|METU Credit (Theoretical-Laboratory hours/week):
|Language of Instruction:
|Level of Study:
||Assoc.Prof.Dr. AYŞEGÜL KİBAROĞLU
The course will address many dimensions of the transboundary water resources management and will analyse evolving water management paradigms. Moreover the introductory part will encompass the reasons for current scarcity of water in the world in general, and in the Middle East in particular. Facts and figures and their implications on the relations among the riparian states will be discussed. In this context, the terminology that will be extensively used during the lectures will also be presented e.g., upstream, riparian, transboundary, watershed, equitable, allocation.

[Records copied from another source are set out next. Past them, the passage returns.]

PR #3198, opened 2021-02-09
[GR-39179] GraalVM Thermometer tool

chrisseaton:
This is a rework of #2091. Check there for context.

What I'd like to do initially in this PR is resolve the big technical questions, before we debate the UI and code style, as I need help with the technical questions first and it may change the UI and code and so invalidate reviews of those.

### DIFF
--- a/compiler/src/org.graalvm.compiler.truffle.runtime/src/org/graalvm/compiler/truffle/runtime/debug/CompilationStatusListener.java
+++ b/compiler/src/org.graalvm.compiler.truffle.runtime/src/org/graalvm/compiler/truffle/runtime/debug/CompilationStatusListener.java
@@ -1,0 +1,98 @@
+/*
+ * Copyright (c) 2019, 2021, Oracle and/or its affiliates. All rights reserved.
+ * DO NOT ALTER OR REMOVE COPYRIGHT NOTICES OR THIS FILE HEADER.
+ *
+ * This code is free software; you can redistribute it and/or modify it
+ * under the terms of the GNU General Public License version 2 only, as
+ * published by the Free Software Foundation.  Oracle designates this
+ * particular file as subject to the "Classpath" exception as provided
+ * by Oracle in the LICENSE file that accompanied this code.
+ *
+ * This code is distributed in the hope that it will be useful, but WITHOUT
+ * ANY WARRANTY; without even the implied warranty of MERCHANTABILITY or
+ * FITNESS FOR A PARTICULAR PURPOSE.  See the GNU General Public License
+ * version 2 for more details (a copy is included in the LICENSE file that
+ * accompanied this code).
+ *
+ * You should have received a copy of the GNU General Public License version
+ * 2 along with this work; if not, write to the Free Software Foundation,
+ * Inc., 51 Franklin St, Fifth Floor, Boston, MA 02110-1301 USA.
+ *
+ * Please contact Oracle, 500 Oracle Parkway, Redwood Shores, CA 94065 USA
+ * or visit www.oracle.com if you need additional information or have any
+ * questions.
+ */
+package org.graalvm.compiler.truffle.runtime.debug;
+
+import com.oracle.truffle.api.frame.Frame;
+import com.oracle.truffle.api.instrumentation.CompilationState;
+import com.oracle.truffle.api.instrumentation.CompilationStateBackdoor;
+import org.graalvm.compiler.truffle.common.TruffleCompilerListener.CompilationResultInfo;
+import org.graalvm.compiler.truffle.common.TruffleCompilerListener.GraphInfo;
+import org.graalvm.compiler.truffle.runtime.*;
+
+import java.util.concurrent.atomic.AtomicInteger;
+
+public final class CompilationStatusListener extends AbstractGraalTruffleRuntimeListener {
+
+    private final AtomicInteger finished = new AtomicInteger();
+    private final AtomicInteger failures = new AtomicInteger();
+    private final AtomicInteger dequeues = new AtomicInteger();
+    private final AtomicInteger deoptimizations = new AtomicInteger();
+
+    private CompilationStatusListener(GraalTruffleRuntime runtime) {
+        super(runtime);
+        CompilationStateBackdoor.ACCESSOR = this::sampleCompilationState;
+    }
+
+    public static void install(GraalTruffleRuntime runtime) {
+        runtime.addListener(new CompilationStatusListener(runtime));
+    }
+
+    @Override
+    public synchronized void onCompilationDequeued(OptimizedCallTarget target, Object source, CharSequence reason, int tier) {
+        dequeues.getAndIncrement();
+    }
+
+    @Override
+    public synchronized void onCompilationInvalidated(OptimizedCallTarget target, Object source, CharSequence reason) {
+        // We count invalidations as deoptimizations
+        deoptimizations.getAndIncrement();
+    }
+
+    @Override
+    public synchronized void onCompilationSuccess(OptimizedCallTarget target, TruffleInlining inliningDecision, GraphInfo graph, CompilationResultInfo result, int tier) {
+        finished.getAndIncrement();
+    }
+
+    @Override
+    public synchronized void onCompilationFailed(OptimizedCallTarget target, String reason, boolean bailout, boolean permanentBailout, int tier) {
+        if (TraceCompilationListener.isPermanentFailure(bailout, permanentBailout)) {
+            failures.getAndIncrement();
+        }
+    }
+
+    @Override
+    public synchronized void onCompilationDeoptimized(OptimizedCallTarget target, Frame frame) {
+        deoptimizations.getAndIncrement();
+    }
+
+    public synchronized CompilationState sampleCompilationState() {
+        /*
+         * Thermometer TODO: I'd like to track queue size and running count by
+         * using the listener as normal, but I can't find a way to make that
+         * work - I think the key problem is that compilations dequeued may
+         * either be queued or running and I can't tell which. We'll work to
+         * improve that if this is to be merged.
+         */
+
+        return new CompilationStateImpl(
+                runtime.getCompilationQueueSize(),
+                runtime.getCompilationsRunning(),
+                finished.get(),
+                failures.get(),
+                dequeues.get(),
+                deoptimizations.get());
+    }
+
+}
--- a/tools/src/com.oracle.truffle.tools.thermometer/src/com/oracle/truffle/tools/thermometer/Thermometer.java
+++ b/tools/src/com.oracle.truffle.tools.thermometer/src/com/oracle/truffle/tools/thermometer/Thermometer.java
@@ -1,0 +1,217 @@
+/*
+ * Copyright (c) 2019, 2021, Oracle and/or its affiliates. All rights reserved.
+ * DO NOT ALTER OR REMOVE COPYRIGHT NOTICES OR THIS FILE HEADER.
+ *
+ * This code is free software; you can redistribute it and/or modify it
+ * under the terms of the GNU General Public License version 2 only, as
+ * published by the Free Software Foundation.  Oracle designates this
+ * particular file as subject to the "Classpath" exception as provided
+ * by Oracle in the LICENSE file that accompanied this code.
+ *
+ * This code is distributed in the hope that it will be useful, but WITHOUT
+ * ANY WARRANTY; without even the implied warranty of MERCHANTABILITY or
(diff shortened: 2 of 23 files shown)


tools/src/com.oracle.truffle.tools.thermometer/src/com/oracle/truffle/tools/thermometer/Thermometer.java
```diff
@@ -0,0 +1,217 @@
...
+
+            if (index == -1) {
+                env.getLogger("").log(Level.WARNING, "thermometer iteration location could not be parsed - should be file:line");
+                hasIterationLocation = false;
+            } else {
+                final String file = config.getIterationLocation().substring(0, index);
+                final int line = Integer.parseInt(config.getIterationLocation().substring(index + 1));
+
+                final SourceSectionFilter iterationNodeFilter = SourceSectionFilter.newBuilder()
+                        .tagIs(StandardTags.RootTag.class) // Thermometer TODO: I want the root of compilation units, so I catch OSR methods
```
chrisseaton, line 100: I want a tag for compilation roots. So including OSR roots. Do we think we can do that?

compiler/src/org.graalvm.compiler.truffle.runtime/src/org/graalvm/compiler/truffle/runtime/debug/CompilationStatusListener.java
```diff
@@ -0,0 +1,98 @@
...
+    }
+
+    public synchronized CompilationState sampleCompilationState() {
+        /*
+         * Thermometer TODO: I'd like to track queue size and running count by
+         * using the listener as normal, but I can't find a way to make that
+         * work - I think the key problem is that compilations dequeued may
+         * either be queued or running and I can't tell which. We'll work to
+         * improve that if this is to be merged.
+         */
```
chrisseaton, line 87: If we could change how the compilation listener worked we could use it more simply and not have the `getCompilationsRunning()` API.

truffle/src/com.oracle.truffle.api.instrumentation/src/com/oracle/truffle/api/instrumentation/Instrumenter.java
```diff
@@ -460,4 +460,7 @@ public void onLoad(LoadSourceSectionEvent event) {
      */
     public abstract ExecutionEventNode lookupExecutionEventNode(Node node, EventBinding<?> binding);
 
+    // XXXXXXXXX
+    public abstract CompilationState sampleCompilationState();
```
chrisseaton, line 464: Instead of this I'd possibly like to have a `CompilationEventListener` in the instrumentation API, like `GraalTruffleRuntimeListener`, which would be fixed to allow me to do all the work I want to track compilations.

chrisseaton:
@fniephaus @eregon

truffle/src/com.oracle.truffle.api.instrumentation/src/com/oracle/truffle/api/instrumentation/CompilationState.java
```diff
@@ -0,0 +1,78 @@
...
+
+    int getRunning();
+
+    int getFinished();
+
+    int getFailed();
+
+    int getDequeued();
+
+    int getDeoptimizations();
```
chumer, line 43: Is there a reason you are capturing deoptimizations and not invalidations here?

truffle/src/com.oracle.truffle.api.instrumentation/src/com/oracle/truffle/api/instrumentation/Instrumenter.java
chumer: Yes that sounds like a better idea than exposing a concrete sampling. 

Here is a sketch of what I have in mind for that API:

```java

class Instrumenter {

  EventBinding attachCompilationEventListener(CompilationEventListener)

}


static abstract class CompilationInfo {

  CompilationInfo(){}

  public long getId() {...}
  public String getRootSimpleName() {...}
  public String getRootQualifiedName() {...}
  public int getTier() {...}
  public boolean isClone();
  public int getTruffleNodeCount();

}

static final class CompilationSuccessInfo extends CompilationInfo{

  public long getCodeSize() {...}
  public long getGraalNodeCount() {...}

}

static final class CompilationAbortInfo extends CompilationInfo{

  public boolean isTemporary(); // other temp bailout
  public boolean isPermanent(); // permanent bailout
  public boolean isFatal(); // internal error
  public String getReason();

}


interface CompilationEventListener {

void onQueued(Compilationinfo info)
void onDequeued(CompilationAbortInfo info)
void onStart(Compilationinfo info)
void onSuccess(CompilationSuccessInfo info)
void onFailed(CompilationAbortInfo info)
void onInvalidate(CompilationAbortInfo info,)

}
```

Note I don't think we should track deoptimizations in general. They are not necessarily related to compilations. Maybe we should have a separate listener for those events?
Is this something you definitely need?


we can use the same guaranteed order as in the compilation listener to document this:
```
 ( ((queue . unqueue))*
    . queue . started
    . (success)
      | ( failed)
    . invalidate )*
```

I suggest that in the default runtime we allow attaching events, but there are just never any events triggered.

tools/src/com.oracle.truffle.tools.thermometer/src/com/oracle/truffle/tools/thermometer/Thermometer.java
chumer: Instrumentation does not really know about this, and probably shouldn't.
How about you instrument a StatementTag instead?
Then you could use CompilerDirectives.isCompilationRoot() that folds to a constant on the fast path?

compiler/src/org.graalvm.compiler.truffle.runtime/src/org/graalvm/compiler/truffle/runtime/debug/CompilationStatusListener.java
chumer: I suggested a compilation listener API in a different comment.

chumer (changes requested):
I think both Truffle API and tool can be developed in the same PR, but it might speed up the process if we split the changes up into two PRs ultimately. One with the needed compilation listener API changes and then with the thermometer.

If the compilation listener API ultimately goes over your head, or you time out, feel free to delegate some parts to me. I have a TODO for this, also for other reasons.

Let me know If I missed to answer some open questions here.

tools/src/com.oracle.truffle.tools.thermometer/src/com/oracle/truffle/tools/thermometer/Thermometer.java
eregon: `StatementTag` would trigger in so many more places, and have a lot more footprint overhead, it sounds suboptimal to me.

chrisseaton: It does work with a statement tag, yes (it doesn't work with the root tag unless you turn off OSR.) As Benoit says it adds quite a bit of overhead.

I don't know how to argue whether instrumentation 'should' know about it or not, apart from this is an instrument it does need to know about it to solve the problem optimally. Also, an event that's triggered once per compilation unit entry seems pretty general to me.

truffle/src/com.oracle.truffle.api.instrumentation/src/com/oracle/truffle/api/instrumentation/CompilationState.java
chrisseaton: I simplified both deoptimisations and invalidations into a general concept of 'code that had to be thrown away' and called that deoptimisations.

truffle/src/com.oracle.truffle.api.instrumentation/src/com/oracle/truffle/api/instrumentation/Instrumenter.java
chrisseaton: Ok I'll try something minimal like this and ask for further comment when I've got the basics working.

tools/src/com.oracle.truffle.tools.thermometer/src/com/oracle/truffle/tools/thermometer/Thermometer.java
chumer: I was assuming that the iteration is something that specified as a single line location so very little instrumentation nodes would get created no?

chrisseaton: Sorry there's some confusion here. There's two probe nodes.

One probes iterations per second, and there's only one instance in the program (multiple due to splitting.)

The other sets a flag to say whether we're in compiled code or not, which is then sampled every few ms to give a proportion of time spent in compiled code. This second probe is the one we're ideally like to have once per compilation unit.

truffle/src/com.oracle.truffle.api.instrumentation/src/com/oracle/truffle/api/instrumentation/CompilationState.java
chumer: if code is thrown away it is always invalidated and made non reentrant. Deoptimization can happen for other reasons too (e.g. CompilerDirectives.transferToInterpreter), but does not imply invalidation. Because of that I think that terminology is misleading.

tools/src/com.oracle.truffle.tools.thermometer/src/com/oracle/truffle/tools/thermometer/Thermometer.java
chumer: Ok. So no problem with counting the iteration then.

Detecting OSR is tricky. We could maybe do it like with a new API CompilerDirectives.getCompilationRoot():

```
if (CompilerDirectives.inCompilationRoot()) {
  boolean isMethod = instrumentedNode.getRootNode().getCallTarget() == CompilerDirectives.getCompilationRoot();
  CompilerAsserts.partialEvaluationConstant(isMethod);
  if (isMethod) {
    // not in OSR
  } else {
    // in OSR, but hard to know which one, probably needs another API.
    CompilerDirectives.getCompilationRoot().getRootNode().somehowGetToTheLoop();
  }
}
```

I suggest we skip OSR in the first version.

I think you have another problem here. You actually need to track whether in compiled code for each thread. You could use ContextThreadLocals for that purpose. It is not very efficient in multi-threaded mode atm, but I have plans to make it much more efficient.

Another idea is to leverage the CPUSampler#takeSample() which can provide you with the same info, but is currently more heavy on overhead as it collects more info.

petenorth:
Any update on this PR? It would be really useful and could be the basis for exposing things like the size of the compilation queue etc to third party monitoring tools.

Or can the compilation queue size etc be accessed already from a Truffle language i.e. TruffleRuby

chrisseaton:
Sorry - the never-ending PR!

I'd like to really switch it to the new stack sampling API that I think we have thanks to the new safe points.

Give me a list of your feature wishes and how you'd like to access them and I'll incorporate that into what I try to get working.

petenorth:
Being able to run TruffleRuby in native image mode with the Thermometer instrument enabled would be useful.

The other usecases are where Truffle language metrics would be pushed or pulled to a third party monitoring solution (Datadog, New Relic, Prometheus etc.)

Normally this would be done just by adding a `gem 'newrelic_rpm'` to your gemfile etc. . So as long as the the SubstrateVM metrics and the Truffle Language Framework metrics (such as the compilation queue) etc are available to a Truffle language then the third party monitoring vendor can implement their agent as they see fit.

An alternative would be to implement this in Java as an instrument. This would mean having an instrument per monitoring vendor or an instrument with all of the monitoring vendor libraries included in it. The former is easier to maintain but I think would mean rebuilding the TruffleRuby native image for each instrument so is a bit of a non-starter (but running in JVM mode I guess would be fine). An instrument with all the vendor libraries becomes a monolith and building the TruffleRuby native image would take a long time.

So just having access to the the metrics from within a Truffle language such as TruffleRuby is probably enough to allow vendors to 'fill the space' and provide rich monitoring solutions - in a way that is complementary to the Thermometer tool.

chrisseaton:
> Being able to run TruffleRuby in native image mode with the Thermometer instrument enabled would be useful.

You can just build with this branch right now to get that.

> The other usecases are where Truffle language metrics would be pushed or pulled to a third party monitoring solution

Yeah I'd like to use OpenTelemetry.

Secondly, the course is designed to highlight why water plays such an important role in the international relations of the Middle East by looking into the past and potential inter-state disputes over water with specific references to the Nile, Jordan and Euphrates-Tigris river basins. The origins and the evolution of the water disputes in these regions, historical overview of water negotiation frameworks, and the initiatives for cooperation are discussed by and large. There are discussions on the merits of the principle of equitable utilization and the needs-based, the benefit-sharing approaches.

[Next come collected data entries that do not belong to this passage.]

PR #3205, opened 2021-02-12
Fix DW_AT_byte_size of DW_TAG_pointer for direct reference access

olpaw:


adinn (approved):
Yes, this makes perfect sense. Thanks for sorting this out.

PR #3207, opened 2021-02-12
Omit DebugLineInfo originating from inlined methods for now

olpaw:
To improve the debugging experience with CE debuginfo we should not emit lineinfo for non-root SourceMappings (i.e. inlined code) for now. Only when we later add debuginfo that species PC ranges for inlined methods (with `DW_TAG_inlined_subroutine`) having lineinfo for inlined code will work reasonably well when stepping through code with GDB.

This change will improve the stepping through experience with the CE debuginfo
It gets rid of jumping in-and-out of `GenScavengeAllocationSnippets` while line-stepping through code.

### DIFF
--- a/substratevm/mx.substratevm/mx_substratevm.py
+++ b/substratevm/mx.substratevm/mx_substratevm.py
@@ -756,6 +756,7 @@ def _debuginfotest(native_image, path, build_only, args):
                          '-cp', classpath('com.oracle.svm.test'),
                          '-Dgraal.LogFile=graal.log',
                          '-g',
+                         '-H:-OmitInlinedMethodDebugLineInfo',
                          '-H:DebugInfoSourceSearchPath=' + sourcepath,
                          '-H:DebugInfoSourceCacheRoot=' + join(path, 'sources'),
                          'hello.Hello'] + args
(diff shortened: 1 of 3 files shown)


adinn (approved):
I realise the current behaviour makes it harder to understand what is going on for many users. However, it is very helpful for someone who understands what the compiler does and is trying to debug a case where a native image app does not behave the same as the same app hosted on the JVM. I see that as the *primary* use case for native debugging at the moment (since debugging the Java app can and really should be done on the JVM before switching to a native image). I'd prefer to have a temporary, 'unsupported' switch to allow the old behaviour to be configured (e.g. an environment var setting) until proper handling of inline methods is implemented.

I'm not sure this matters too much as Foivos (@zakkak) is already looking into fixing up his patch that adds inline method info (he was waiting for my type info patch to be integrated). However, if that doesn't make it into the next release I think it would be good to provide that switch.

olpaw:
> I'd prefer to have a temporary, 'unsupported' switch to allow the old behaviour to be configured (e.g. an environment var setting) until proper handling of inline methods is implemented.

Yes that makes sense. I will add such a switch. Thanks for the input!

adinn:
@olpaw Thanks for the extra switch. All still good!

One of the most pressing issues of the new millenium will be the management of limited freshwater resources in the world as they are becoming more and more scare. Since an important number of these resources in the Middle East are transboundary rivers, the complexity of the problem increased as it became an issue at the international level. As a result, water has become a strategic asset since the early 1990s. Against this background, the course is considered in mainly four parts with a view to elaborate on the causes of conflict as well as on the prospects for cooperation over transboundary water resources in the Middle East, where special attention will be paid to the situation in the Euphrates-Tigris river basin.

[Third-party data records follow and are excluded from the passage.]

PR #3237, opened 2021-02-22
[GR-20638] Implement guest language safepoints for Truffle.

graalvmbot:
Implementation of Truffle Guest Language Safepoints.

Best start reviewing by reading the tutorial:
https://github.com/oracle/graal/blob/ece07b3a2923900ac2dd9a483048688267b51f7d/truffle/docs/Safepoints.md

Notable classes to review:

TruffleSafepoint
TruffleThreadLocalAction
API in TruffleLanguage.Env
API in TruffleInstrument.Env
API in Context

Note this currently does not yet work on HotSpot unless you disable compilation with --engine.Compilation=false as it needs a new JVMCI version that is currently internal.

Intended use-cases:

- Interrupt, exit, cancel and pause of polyglot context execution without invalidation of code.
- Reading Stack Traces from other Threads
- Ruby exposes it as part of the language to implement concurrent storage strategies.
- Debugger can evaluate expressions even when the context is currently running without violating thread-safety.
- Better and faster stack sampling without shadow stack for the cpu sampler tool.
- Traverse all references of a polyglot context (including stacks) for memory limits.
- Detect which languages are active on the stack lazily. E.g. this is part of allowing to mix Java with multiple threads and JavaScript in the same context.


chrisseaton:
Copyright years seem off throughout - for example `TruffleSafepoint.java`.

truffle/docs/Safepoints.md
```diff
@@ -0,0 +1,178 @@
...
+For example, a single arithmetic expression completes within a constant number of CPU cycles. 
+However, a loop that summarizes values over an array uses a non-constant time dependent on the actual array size. 
+This typically means that safepoints are best polled at the end of loops and at the end of function or method calls to cover recursion. 
+In addition, any guest language code that blocks the execution, like guest language locks, need to use the  `TruffleSafepoint.setBlocked(Interrupter)` API to allow cooperative polling of safepoints while the thread is waiting.
+
+Please read more details what steps languages need to do in the [javadoc](https://www.graalvm.org/truffle/javadoc/com/oracle/truffle/api/TruffleSafepoint.html).
+
+## Thread Local Actions
+
+Languages and instruments can submit action using their environment.
```
chrisseaton, line 34: > can submit an action

or

> can submit actions

truffle/docs/Safepoints.md
```diff
@@ -0,0 +1,178 @@
...
+```java
+
+Env env; // language or instrument environment
+
+env.submitThreadLocal(null, new ThreadLocalAction(true /*side-effecting*/, true /*synchronous*/) {
+     @Override
+     protected void perform(Access access) {
+         assert access.getThread() == Thread.currentThread();
+     }
+});
```
chrisseaton, line 47: Stylistic, but I feel like I'd prefer if `submitThreadLocal` created the `ThreadLocalAction` and I could write `env.submitThreadLocal(null, true, true, access -> assert access.getThread() == Thread.currentThread())`.

truffle/docs/Safepoints.md
```diff
@@ -0,0 +1,178 @@
...
+
+## Current Limitations
+
+There is currently no way to run thread local actions while the a thread is executing in boundary annotated methods unless the method cooperatively polls safepoints or uses the blocking API. 
+Unfortunately it is not always possible to cooperatively poll safepoints, for example, if the code currently executes third party native code. 
+A future improvement will allow to run code for other threads while they are blocked. 
+This is one of the reasons why it is recommended to use `ThreadLocalAction.Access.getThread()` instead of directly using `Thread.currentThread()`.
+When the native call returns it needs to wait for any thread local action that is currently executing for this thread. 
+This will allow, to collect guest language stack traces from other threads while they are blocked by uncooperative native code.
+Currently the safepoint will be invoked when the native code returns.
```
chrisseaton, line 61: Ruby does some magic with alarm signals and things to interrupt native blocking calls. Is this going to be compatible with that?

truffle/docs/Safepoints.md
```diff
@@ -0,0 +1,178 @@
...
+[engine] [tl]   perform-done         0  thread[pool-1-thread-410]
+[engine] [tl]   perform-start        0  thread[pool-1-thread-411]
+[engine] [tl]   perform-done         0  thread[pool-1-thread-412]
+[engine] [tl]   perform-done         0  thread[pool-1-thread-411]
+[engine] [tl] done                   0  thread[pool-1-thread-411]
+```
+
+### Printing guest and host stack frames every time interval.
+
+The option `--engine.TraceStackTraceInterval=1000` allows to set the time in milliseconds to print the current stack trace on the next safepoint.
```
chrisseaton, line 118: As in it prints the stack on safepoints, but only once per `n` milliseconds?

truffle/docs/Safepoints.md
```diff
@@ -0,0 +1,178 @@
...
+Safepoints are explicitly polled by invoking the `TruffleSafepoint.poll(Node)` method. 
+A Truffle guest language implementation must ensure that a safepoint is polled repeatedly within a constant time interval. 
+For example, a single arithmetic expression completes within a constant number of CPU cycles. 
+However, a loop that summarizes values over an array uses a non-constant time dependent on the actual array size. 
+This typically means that safepoints are best polled at the end of loops and at the end of function or method calls to cover recursion. 
+In addition, any guest language code that blocks the execution, like guest language locks, need to use the  `TruffleSafepoint.setBlocked(Interrupter)` API to allow cooperative polling of safepoints while the thread is waiting.
+
+Please read more details what steps languages need to do in the [javadoc](https://www.graalvm.org/truffle/javadoc/com/oracle/truffle/api/TruffleSafepoint.html).
+
+## Thread Local Actions
```
chrisseaton, line 32: The difference between a 'safepoint' and a 'thread local action' isn't made clear in this document - could be confusing.

truffle/src/com.oracle.truffle.api/src/com/oracle/truffle/api/TruffleSafepoint.java
```diff
@@ -0,0 +1,399 @@
...
+/**
+ * Truffle safepoints allow interrupting the guest language execution to execute thread-local
+ * actions submitted by a language or tool. A safepoint is a location during the guest language
+ * execution where the state is consistent, and other operations can read its state.
+ * <p>
+ * <h3>Supporting Safepoints in a Language</h3>
+ *
+ * Safepoints are explicitly polled by invoking the {@link #poll(Node)} method. Safepoints are
+ * {@link #poll(Node) polled} with loose location or with {@link #pollHere(Node) exact location}. A
+ * poll with a loose location is significantly more efficient than a poll with a precise location as
```
chrisseaton, line 65: 'loose location' sounds strange to me. How about 'relaxed' or 'floating'? I think those are both existing terminology.

truffle/src/com.oracle.truffle.api/src/com/oracle/truffle/api/TruffleSafepoint.java
```diff
@@ -0,0 +1,399 @@
...
+                    interruptable.apply(object);
+                    break;
+                } catch (InterruptedException e) {
+                    TruffleSafepoint.poll(location);
+                }
+            }
+        } finally {
+            safepoint.setBlocked(prev);
+        }
+    }
```
chrisseaton, line 269: I think this is where TruffleRuby does some things with signals to interrupt native blocking calls? @eregon

compiler/src/org.graalvm.compiler.loop.phases/src/org/graalvm/compiler/loop/phases/LoopSafepointEliminationPhase.java
```diff
@@ -78,7 +78,7 @@ protected void run(StructuredGraph graph, MidTierContext context) {
                             canDisableSafepoint = ((ForeignCall) node).isGuaranteedSafepoint();
                         }
                         if (canDisableSafepoint) {
-                            loopEnd.disableSafepoint();
+                            loopEnd.garanteeSafepoint();
```
chrisseaton, line 81: Is this a typo? 'guarantee'

truffle/docs/Safepoints.md
chumer: @eregon  is investigating that. Last time I talked with him, there was no know problems with supporting that.

truffle/docs/Safepoints.md
chumer: I had this in my first version. I'd prefer that normally too. The advantage of the current design is that it is easier to document and it is shared across languages and instruments.

truffle/src/com.oracle.truffle.api/src/com/oracle/truffle/api/TruffleSafepoint.java
eregon: The SIGVTALRM stuff is essentially just another `Interrupter` that we'd set around blocking NFI calls.
This method is basically equivalent to `ThreadManager#runUntilResult()`.

truffle/docs/Safepoints.md
eregon: Yes, in Ruby we can interrupt most system calls, notably blocking NFI calls like `read(2)` by sending SIGVTALRM to a given thread (using `pthread_kill()`), and then the thread checks for safepoints before retrying transparently. And C extensions can provide their own Interrupter (Unblocker in TruffleRuby terms), so blocking calls can also be interrupted for C extensions if they use `rb_thread_call_without_gvl()`.

truffle/docs/Safepoints.md
chumer: Clarified this a bit:

The option `--engine.TraceStackTraceInterval=1000` allows to set the time interval in milliseconds to repeatedly print the current stack trace.
Note that the stack trace is printed on the next safepoint poll and therefore might not be accurate.

fniephaus:
Looks like this (or a version of this) has been pushed to master without closing this PR. Commit: https://github.com/oracle/graal/commit/d895395d06edacbe1d3a307f392aa31526ce7b6a

chumer:
Yes this was merged.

The course will progress with the analysis of the possible situations of conflict or cooperation over the use of limited water resources of the Middle East. The focus will be set on the ongoing debate among scholars from various fields of science on the issue of utilization of the disputed waters in the region, as well as the likelihood of a conflict that would be a result of the worsening situation of water supply demand balance. In the debate one can delineate basically three groups of scholars whose views can be associated with either of the three influential schools of thought in the International Relations theory such as realists, political economists, and neo-liberal institutionalists. Realist, for instance, assert that as water becomes more and more scarce, it will become a major source of a conflict that may escalate to armed struggle. With a view to elaborate on the most fashionable concepts of water wars the outstanding scholars of this school will be introduced. Notwithstanding the realists arguments, alternative and innovate approaches come from political economists as well as neo-liberal institutionalists. Both schools are, indeed, rich in ideas to find cooperative solutions to actual and potential water-led crisis. For example, political economists view water as a part of complex national and international political economies of the Middle East, and draw a rather optimistic picture by utilizing powerful economic models. On the other hand, institutionalists argue that water related disputes stem from inequitable and ineffective utilization of limited resources. Hence, they argue that solutions to the problem can be provided only through institution-building efforts by the concerned parties. In neo-liberal institutionalist contention, the works of international organizations e.g., the United Nations and its special agencies like the World Bank and FAO as well as the international law community can be highly instrumental in providing the necessary ground on which institutions can be built. Therefore, the course will also examine the legal framework essential to govern the usage of international water courses. Similarly, serious attempts by the international law community to arrive at a consensus over the factors that need to be taken into consideration when a conflict over allocation and sharing of waters takes place between states will also be discussed.